Alexander menyampaikan salah satu cara peserta lelang mengakali sistem pengadaan elektronik adalah tetap mengikuti prosedur dengan menyertakan perusahaan pendamping yang ditengarai ikut bersekongkol.
“Atau bahkan perusahaan pendamping itu dimiliki oleh orang yang sama yang nanti akan memenangkan lelang,” ucap Alexander.
Terkait dokumen perusahaan peserta lelang, menurut Alexander ada kemungkinan para tersangka memasukkan file itu secara elektronik dari satu perangkat komputer. Hal itu, kata Alexander, biasanya akan terungkap dalam proses audit forensik digital.
“Dokumen ini di-upload lewat komputer yang mana, dari tempat yang sama itu biasanya akan terungkap modus-modus seperti itu. Nanti kami akan mendalami proses lelang pengadaan barang dan jasa di Basarnas,” ucap Alexander.

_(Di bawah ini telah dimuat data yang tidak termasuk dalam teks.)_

PR #246, opened 2023-09-11
Experimental Extensions - Transport Delivery Mode and Subscription Hints

suhasHere:
This is a placeholder PR to support the issues #244 and #245 .  

All the discussions have to be done on those above issues listed and the suggestions/outcoms from the discussions are to be reflected in this PR.

PR #289, opened 2023-10-17
Add subscribe hints

### LINKED ISSUE #111: Objects can be individually cached and served (A way to GET one or more objects)
Some use-case like  catchup , go back to a given object for layer refresh or server the game state from a given object , and similar scenarios ,  would need a name to ask for the object. 
It would be good for the protocol to be able to subscribe to not just track and group, but also object.

### LINKED ISSUE #245: Subscription Hints
Subscribers needs a way to hint the publishers on when do they have the want the objects to delivered to them within the requested track. This is needed in case due to the fact that different media types can be handled differently by the application ( audio can be delivered to the application immediately,  video needs some form of key-frame to have the best experience or something more specific that the application wants )

In that effect , i want to propose an **experimental** extension to the Track Request Parameters called "SubscriptionHint" with the following variants.

* latest (0):
The "latest" subscription hint identifies delivery of the objects for the
requested track to begin from the most recent group and object sequence.

* catchup (1):
The "catchup" subscription hint identifies delivery of the objects for the
requested track from the beginning of the group provided in the GroupSequence track request param. 

* waitup(2): 
The "waitup" subscription hint identifies delivery of the objects for the
requested track  from the beginning of the new group.

### LINKED ISSUE #260: Subscription requests and buffers
Currently, we have GROUP SEQUENCE and OBJECT SEQUENCE parameters that allow subscribing to a track at a specific offset.  As far as I can tell, we do not actually describe what happens when those are not present.  I imagine what most subscribers would want is to receive most recent N groups when they subscribe (for some subscriber-specified N that is determined by how large they want their buffer to be), and we should add a parameter for the said N.

suhasHere:
This is a initial PR to get some basic definition of subscription hints. I would like to get us to an agreement for the basic proposal and then discuss further on error codes, edge cases and impacts/interactions with other messages (Sub Fin, RST, UPD)

Fixes #111 
Fixes #245 
Fixes #260

### DIFF
--- a/draft-ietf-moq-transport.md
+++ b/draft-ietf-moq-transport.md
@@ -1030,7 +1030,7 @@ The  `Payload` is specific to the chosen `HintType` as descirbed in the followin
 
 ### StartPoint Hint
 
-The `StartPoint` subscription hint identifies a starting point within the track for delivering objects. The requested start point specified is relative to publisher's current view of the state within the track. A publisher's current view of the track is defined as the most recent group and object for the track received (or in the cache), if available, at the time of request.
+The `StartPoint` subscription hint identifies a starting point within a track for delivering objects. The requested start point specified is relative to publisher's view  of the ongoing state of the track. A publisher's current state of the track is defined by the most recent group and object sequence received (or active in the cache), if available, at the time of request.
 
 The payload for StartPoint hint has the following structure:
 
@@ -1043,13 +1043,13 @@ StartPoint Payload {
 
 A subscriber can request the starting point to be one of the following values, as idenitfied by the `Mode` parameter:
 
-* Current: Has value of `0x1` and specifies delivering objects from the beginning of the current group of objects. The optional parameter `GroupCount`, if specified, MUST be ignored when processing this hint. 
+* PREVIOUS: Start point for object delivery is from an earlier group relative to the current group. The optional parameter `GroupCount` MUST be specified and it specifies the number of groups to go back from the current group to determine the start point. It has value of `0x1`.
 
-* Previous: Has value of `0x2` and specifies delivering objects from earlier group(s) relative to the current group. The optional parameter `GroupCount` MUST be specified and it specifies the number of groups to go back from the current group to determine the start point.
+* NEXT: Start point for object delivery is set to a future group relative to the current group. The optional parameter `GroupCount` MUST be specified and it specifies the number of groups to wait on before delivering the objects. It has value of `0x2`.
 
-* Next: Has value of `0x3` and specifies delivering objects from future group(s). The optional parameter `GroupCount` MUST be specified and it specifies the number of groups, from the current group, to wait on before delivering the objects.
+* CURRENT: Start point for object delivery is set to beginning of the current group. The optional parameter `GroupCount`, if specified, MUST be ignored when processing this hint. It has value of `0x3`.
 
-* Now: Has value of `0x4` and specifies start delivering from the current group and the object sequence. The optional parameter `GroupCount`, if specified, MUST be ignored when processing the hint.
+* NOW: Start point for object delivery is set to most recent obect from the current group. The optional parameter `GroupCount`, if specified, MUST be ignored when processing the hint. It has value of `0x4`
 
 
 Publishers processing the StartPoint hint needs to take following into consideration:
@@ -1066,7 +1066,7 @@ TODO: Add a note in the security consideration section.
 
 ### Interval Hint
 
-The `Interval` subscription hint allows subscribers to request for  range of objects by specifying values pertaining to start group/object and end group/object sequences. 
+The `Interval` subscription hint allows subscribers to request for range of objects by specifying values pertaining to start and end group/object sequences. 
 
 The payload for Interval hint has the following structure:
 
@@ -1080,7 +1080,7 @@ Interval Payload {
 }
 ~~~
 
-The `StartGroupSequence` and `StartObjectSequence` parameters specifies the starting group and object sequence from where the objects within a tracks needs to be delivered. The `EndGroupSequence` and `EndObjectSequence` parameters identify the ending group and object sequence values respectively. Such requests are "closed/bounded interval" requests and subscription is terminated when the objects defined by the requested range are published. if the requested range cannot be satisfied, publishers MUST send SUBSCRIBE ERROR message with Error Code set to TODO.
+The `StartGroupSequence` and `StartObjectSequence` parameters specify the start group and object sequence of the interval and   `EndGroupSequence` and `EndObjectSequence` parameters capture the ending group and object sequence values respectively. Such requests are "closed/bounded interval" requests with the subscription terminated when the objects defined by the requested range are published. If the requested range cannot be satisfied, publishers MUST send SUBSCRIBE ERROR message with Error Code set to TODO.
 
 Additionally subscribers can include only the `StartGroupSequence` and `StartObjectSequence` parameters to indicate "open/unbounded interval" requests, wherin only the absolute start point for object delivery is specified. If either of the  `StartGroupSequence` and `StartObjectSequence` cannot be satisfied, publishers MUST respond with SUBSCRIBE ERROR message with Error Code set to TODO.
 
--- a/draft-ietf-moq-transport.md
+++ b/draft-ietf-moq-transport.md
@@ -1073,10 +1073,10 @@ The payload for Interval hint has the following structure:
 ~~~
 
 Interval Payload {
-  StartGroupSequence,
-  StartObjectSequence,
-  [EndGroupSequence],
-  [EndObjectSequence]
+  StartGroupSequence(i),
+  StartObjectSequence(i),
+  [EndGroupSequence(i)],
+  [EndObjectSequence(i)]
 }
 ~~~
 
--- a/draft-ietf-moq-transport.md
+++ b/draft-ietf-moq-transport.md
@@ -797,6 +797,7 @@ The format of SUBSCRIBE REQUEST is as follows:
 SUBSCRIBE REQUEST Message {
   Full Track Name Length (i),
   Full Track Name (...),
+  Number of Hints (i),
   Subscription Hints (..) ...
   Track Request Parameters (..) ...
 }
@@ -1005,37 +1006,40 @@ Subscription Hints have the following structure:
 
 ~~~
 SUBSCRIPTION HINT {
-  HintType (8),
-  Payload (b)
+  HintType (i),
+  Value (b)
 }
 ~~~
 {: #moq-transport-subscription-hint format title="MOQT Subscription HInt"}
 
 The `HintType` parameter identifies one of the following values:
 
-
 |------------|-------------------------|
 | Hint Type  | Hint                    |                               
 |-----------:|:------------------------|
-| 0x0        | Reserved                |
+| 0x0        | RelativeStartPoint      |
 |------------|-------------------------|
-| 0x1        | StartPoint              |
+| 0x1        | AbsoluteStartPoint      |
 |------------|-------------------------|
 | 0x2        | Interval                |
 |------------|-------------------------|
 | 0x3 - 0xFF | Reserved for future use |
 |------------|-------------------------|
 
-The  `Payload` is specific to the chosen `HintType` as descirbed in the following subsections.
+The `Value` is specific to the chosen `HintType` as descirbed in the following subsections.
 
-### StartPoint Hint
+TODO: Define registry for specifying the hints.
 
-The `StartPoint` subscription hint identifies a starting point within a track for delivering objects. The requested start point specified is relative to publisher's view  of the ongoing state of the track. A publisher's current state of the track is defined by the most recent group and object sequence received (or active in the cache), if available, at the time of request.
+TODO: Define experimental range.
 
-The payload for StartPoint hint has the following structure:
+### RelativeStartPoint Hint {#relative}
+
+The `RelativeStartPoint` subscription hint identifies a starting point relative to publisher's view of the ongoing state of the track for delivering objects. A publisher's current state of the track is defined by the most recent group and object sequence received (or active in the cache), if available, at the time of request.
+
+The structure for the  RelativeStartPoint hint value is as follows:
 
 ~~~
-StartPoint Payload {
+RelativeStartPoint Value {
   Mode (i),
   [GroupCount (i)]
 }
@@ -1043,46 +1047,57 @@ StartPoint Payload {
 
 A subscriber can request the starting point to be one of the following values, as idenitfied by the `Mode` parameter:
 
-* PREVIOUS: Start point for object delivery is from an earlier group relative to the current group. The optional parameter `GroupCount` MUST be specified and it specifies the number of groups to go back from the current group to determine the start point. It has value of `0x1`.
+* PREVIOUS: Start point for object delivery is from an earlier group relative to the current group. The optional parameter `GroupCount` MUST be specified and it specifies the number of groups to go back from the current group to determine the start point. The mode `PREVIOUS` has value of `0x1`.
 
-* NEXT: Start point for object delivery is set to a future group relative to the current group. The optional parameter `GroupCount` MUST be specified and it specifies the number of groups to wait on before delivering the objects. It has value of `0x2`.
+* NEXT: Start point for object delivery is set to a future group relative to the current group. The optional parameter `GroupCount` MUST be specified and it specifies the number of groups to wait on before delivering the objects. The mode `NEXT` has value of `0x2`.
 
-* CURRENT: Start point for object delivery is set to beginning of the current group. The optional parameter `GroupCount`, if specified, MUST be ignored when processing this hint. It has value of `0x3`.
+* CURRENT: Start point for object delivery is set to beginning of the current group. The optional parameter `GroupCount` MUST NOT be present. The mode `CURRENT` has value of `0x3`.
 
-* NOW: Start point for object delivery is set to most recent obect from the current group. The optional parameter `GroupCount`, if specified, MUST be ignored when processing the hint. It has value of `0x4`
+* NOW: Start point for object delivery is set to most recent obect from the current group. The optional parameter `GroupCount` MUST NOT be present. The mode `NOW` has value of `0x4`
 
 
-Publishers processing the StartPoint hint needs to take following into consideration:
-
-- If the StartPoint mode is not understood, the publisher MUST send SUBSCRIBE ERROR message with an appropriate error code (TODO: need to define this).
-
-- If the GroupCount cannot be satisfied, the publisher MUST send SUBSCRIBE ERROR message with an appropriate error code (TODO: need to define this).
-
-- If the GroupCount can be satisfied, the publisher SHOULD respond with SUBSCRIBE OK and start delivering the objects.
-
+If the RelativeStartPoint mode is not understood, the publisher MUST send SUBSCRIBE ERROR message with an appropriate error code (TODO: need to define this).
 
 TODO: Add a note in the security consideration section.
 
+
+### AbsoluteStartPoint Hint {#absolute}
+
+The `AbsoluteStartPoint` subscription hint allows subscribers to specify an absolute point in the track to start delivering objects, as indicated by the `TrackOffset`.
+
+The structure for AbsoluteStartPoint hint value is as follows:
+
+~~~
+AbsoluteStartPoint Value {
+  TrackOffset start
+}
+~~~
+
+* TrackOffset:  Identifies the group and optionally, the object sequence value within the track as the start point for the delivery. TrackOffset is defined as below.
+
+~~~
+TrackOffset {
+  Type (i),  // 0 = Group, 1 = Group and Object
+  GroupSequence (i),
+  [ObjectSequence (i)]
+}
+~~~
+
+ The `Type` controls if both group and object sequences are provided. A value of 0x0 indicates only the group sequence is provided and a value of 0x1 indicates both the group and object 
+ sequence values are provided.
 
 ### Interval Hint
 
 The `Interval` subscription hint allows subscribers to request for range of objects by specifying values pertaining to start and end group/object sequences. 
 
-The payload for Interval hint has the following structure:
+The value for Interval hint has the following structure:
 
 ~~~
-
 Interval Payload {
-  StartGroupSequence(i),
-  StartObjectSequence(i),
-  [EndGroupSequence(i)],
-  [EndObjectSequence(i)]
+  TrackOffset start,
+  TrackOffset end
 }
 ~~~
-
-The `StartGroupSequence` and `StartObjectSequence` parameters specify the start group and object sequence of the interval and   `EndGroupSequence` and `EndObjectSequence` parameters capture the ending group and object sequence values respectively. Such requests are "closed/bounded interval" requests with the subscription terminated when the objects defined by the requested range are published. If the requested range cannot be satisfied, publishers MUST send SUBSCRIBE ERROR message with Error Code set to TODO.
-
-Additionally subscribers can include only the `StartGroupSequence` and `StartObjectSequence` parameters to indicate "open/unbounded interval" requests, wherin only the absolute start point for object delivery is specified. If either of the  `StartGroupSequence` and `StartObjectSequence` cannot be satisfied, publishers MUST respond with SUBSCRIBE ERROR message with Error Code set to TODO.
 
 ## Track Request Parameters {#track-req-params}
 
--- a/draft-ietf-moq-transport.md
+++ b/draft-ietf-moq-transport.md
@@ -810,6 +810,10 @@ SUBSCRIBE REQUEST Message {
 On successful subscription, the publisher SHOULD start delivering
 objects from the group sequence and object sequence described below.
 
+====================
+
+PROPOSAL 1: 6 Track Request Parameters as discussed in the editors call
+
 Several track request parameters to SUBSCRIBE_REQUEST control the start and
 optional end of the subscription within the track.  For a live track, the
 largest group sequence is called the `Current Group` and the largest object
@@ -917,6 +921,46 @@ Parameters:
 ~~~
 
 TODO: Security Considerations related to these hints
+
+====================
+
+PROPOSAL 2: Simpler, trying to follow discussion on the PR through the day.
+
+SUBSCRIBE_REQUEST defines a Track Request Parameter START_POINT (0x0) whose
+value is a varint indicating where in the track to start the subscription.  For
+a live track, the largest group sequence is called the `Current Group` and the
+largest object sequence in that group is the `Current Object`.
+
+|-----------|-------|-------------|--------------|
+| Name      | Value | Start Group | Start Object |
+|----------:|:------|-------------|--------------|
+| Current   | 0x0   | Current     | 0            |
+| Now       | 0x1   | Current     | Current + 1  |
+| Previous  | 0x2   | Current - 1 | 0            |
+| Next      | 0x3   | Curernt + 1 | 0            |
+|------------------------------------------------|
+
+SUBSCRIBE_REQUEST also defines a Track Request Parameter RANGE (0x2) for
+requesting a closed range of objects.  The value is as follows:
+
+~~~
+Range Payload {
+  Start Group Sequence(i),
+  Start Object Sequence(i),
+  End Group Sequence(i),
+  End Object Sequence(i)
+}
+~~~
+
+Exactly one of START_POINT and RANGE MUST be specified.  If neither or both are
+present it is a Protocol Violation.  All Group and Object Sequence values are
+absolute values within the requested track.  The subscription is for all objects
+starting from the start object up to but not including the end object.
+
+If a publisher cannot satisfy the requested start or end for the subscription it
+MAY send a SUBSCRIBE_ERROR with code TBD.
+
+====================
 
 TODO: Issues related to more than one concurrent subscribe to the same track
 
@@ -1172,6 +1216,8 @@ leading varint in catalog track objects.
 --- back
 
 # Pseudo-code for Interpreting Subscribe Track Request Parameters
+
+From PROPOSAL 1:
 
 ~~~
 def get_start_object_and_group(params):
--- a/draft-ietf-moq-transport.md
+++ b/draft-ietf-moq-transport.md
@@ -212,8 +212,7 @@ This document also defines an additional field type for binary data:
 
 x (b):
 : Indicates that x consists of a variable length integer, followed by
-  that many bytes of binary data. For empty values, the lenght 
-  is set to 0.
+  that many bytes of binary data.
 
 
 # Object Model {#model}
--- a/draft-ietf-moq-transport.md
+++ b/draft-ietf-moq-transport.md
@@ -797,6 +797,7 @@ The format of SUBSCRIBE REQUEST is as follows:
 SUBSCRIBE REQUEST Message {
   Full Track Name Length (i),
   Full Track Name (...),
+  Subscription Hints (..) ...
   Track Request Parameters (..) ...
 }
 ~~~
@@ -807,9 +808,12 @@ SUBSCRIBE REQUEST Message {
 
 * Track Request Parameters: As defined in {{track-req-params}}.
 
+* Subscription Hints: As defined in {{sub-hints}}.
+
 On successful subscription, the publisher SHOULD start delivering
 objects from the group sequence and object sequence as defined in the
 `Track Request Parameters`.
+
 
 ## SUBSCRIBE OK {#message-subscribe-ok}
 
@@ -992,6 +996,93 @@ The client:
 * SHOULD remain connected on both connections for a short period,
   processing objects from both in parallel.
 
+
+## Subscription Hints {#sub-hints}
+
+Subscription hints provide a way for a subscriber to indicate, to the publisher, its preferences for receiving objects from a given track.
+
+Subscription Hints have the following structure:
+
+~~~
+SUBSCRIPTION HINT {
+  HintType (8),
+  Payload (b)
+}
+~~~
+{: #moq-transport-subscription-hint format title="MOQT Subscription HInt"}
+
+The `HintType` parameter identifies one of the following values:
+
+
+|------------|-------------------------|
+| Hint Type  | Hint                    |                               
+|-----------:|:------------------------|
+| 0x0        | Reserved                |
+|------------|-------------------------|
+| 0x1        | StartPoint              |
+|------------|-------------------------|
+| 0x2        | Interval                |
+|------------|-------------------------|
+| 0x3 - 0xFF | Reserved for future use |
+|------------|-------------------------|
+
+The  `Payload` is specific to the chosen `HintType` as descirbed in the following subsections.
+
+### StartPoint Hint
+
+The `StartPoint` subscription hint identifies a starting point within the track for delivering objects. The requested start point specified is relative to publisher's current view of the state within the track. A publisher's current view of the track is defined as the most recent group and object for the track received (or in the cache), if available, at the time of request.
+
+The payload for StartPoint hint has the following structure:
+
+~~~
+StartPoint Payload {
+  Mode (i),
+  [GroupCount (i)]
+}
+~~~
+
+A subscriber can request the starting point to be one of the following values, as idenitfied by the `Mode` parameter:
+
+* Current: Has value of `0x1` and specifies delivering objects from the beginning of the current group of objects. The optional parameter `GroupCount`, if specified, MUST be ignored when processing the hint. 
+
+* Previous: Has value of `0x2` and specifies delivering objects from earlier group(s). The optional parameter `GroupCount` MUST be specified and it specifies the number of groups to go back from the current group.
+
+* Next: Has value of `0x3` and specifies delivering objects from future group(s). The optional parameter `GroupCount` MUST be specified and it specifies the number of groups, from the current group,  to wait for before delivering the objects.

Tiga Proyek Pengadaan 117,2 M
Menurut Alexander, perkara dugaan suap yang menyeret nama Henri berpangkal dari proyek pengadaan di lingkungan Basarnas. Basarnas menggelar sejumlah tender proyek pekerjaan melalui layanan LPSE pada 2021.
Kemudian pada 2023, Basarnas kembali membuka tender proyek pekerjaan, antara lain pertama, pengadaan peralatan pendeteksi korban reruntuhan dengan nilai kontrak Rp9,9 miliar.
Kedua, pengadaan public safety diving equipment dengan nilai kontrak Rp17,4 miliar. Ketiga, pengadaan remotely operated vehichle (ROV) untuk kapal negara SAR Ganesha (multiyears 2023-2024) dengan nilai kontrak Rp89,9 miliar.
Agar memenangi tiga proyek tersebut, para tersangka Mulsunadi Gunawan, Marilya, dan Roni Aidil melakukan pendekatan personal dan tatap muka dengan Henri serta Afri,yang merupakan orang kepercayaan Henri.
Mulsunadi ialah Komisaris Utama PT Multi Grafika Cipta Sejati. Marilya ialah Direktur Utama PT Intertekno Grafika Sejati. Adapun Roni Aidil ialah Utama PT Kindah Abadi Utama.
Dalam pertemuan tersebut, diduga terjadi kesepakatan pemenangan proyek dan pemberian sejumlah uang berupa success fee 10% dari nilai kontrak.
“Fee tersebut ditentukan langsung oleh Marsekal Madya Henri Alfiandi,” ujar Alexander.
Istilah Dana Komando
Dalam kasus dugaan suap-menyuap ini, KPK menjelaskan ada istilah dana komando atau Dako. Istilah itu sebagai kode yang digunakan dalam penyerahan uang untuk Henri.
Mulsunadi selaku pememang tender memerintahkan MR (sopir Mulsunadi yang ditangkap dalam OTT) untuk menyiapkan dan menyerahkan uang Rp999,7 juta secara tunai.
Uang tersebut merupakan fee pengadaan peralatan pendeteksi korban reruntuhan yang memiliki nilai kontrak sebesar Rp9,9 miliar.
Serah terima uang tersebut terjadi di area parkir salah satu bank yang ada di Mabes TNI Cilangkap, Jakarta Timur.
Alex mengatakan KPK menyerahkan penegakan hukum terhadap Henri dan Afri Budi sebagai terduga penerima suap kepada Puspom Mabes TNI. KPK mensupervisi penangannya.
Adapun proses hukum terhadap tiga tersangka sipil, yakni Marilya, Roni, dan Mulsunadi langsung ditangani KPK. Tim penyidik KPK kemudian langsung menahan dua tersangka yakni Marilya dan Roni selama 20 hari. Yakni, terhitung mulai 26 Juli 2023 hingga 14 Agustus 2023.
“Untuk tersangka MG, kami ingatkan untuk kooperatif segera hadir ke Gedung Merah Putih KPK mengikuti proses hukum perkara ini,” kata Alex.
Ketiga tersangka sipil tersebut terjerat Pasal 5 ayat (1) huruf a atau b atau Pasal 13 Undang-Undang Nomor 31 Tahun 1999 tentang Pemberantasan Tindak Pidana Korupsi sebagaimana telah diubah dengan Undang-Undang Nomor 20 Tahun 2001 jo. Pasal 55 ayat (1) ke-1 KUHP.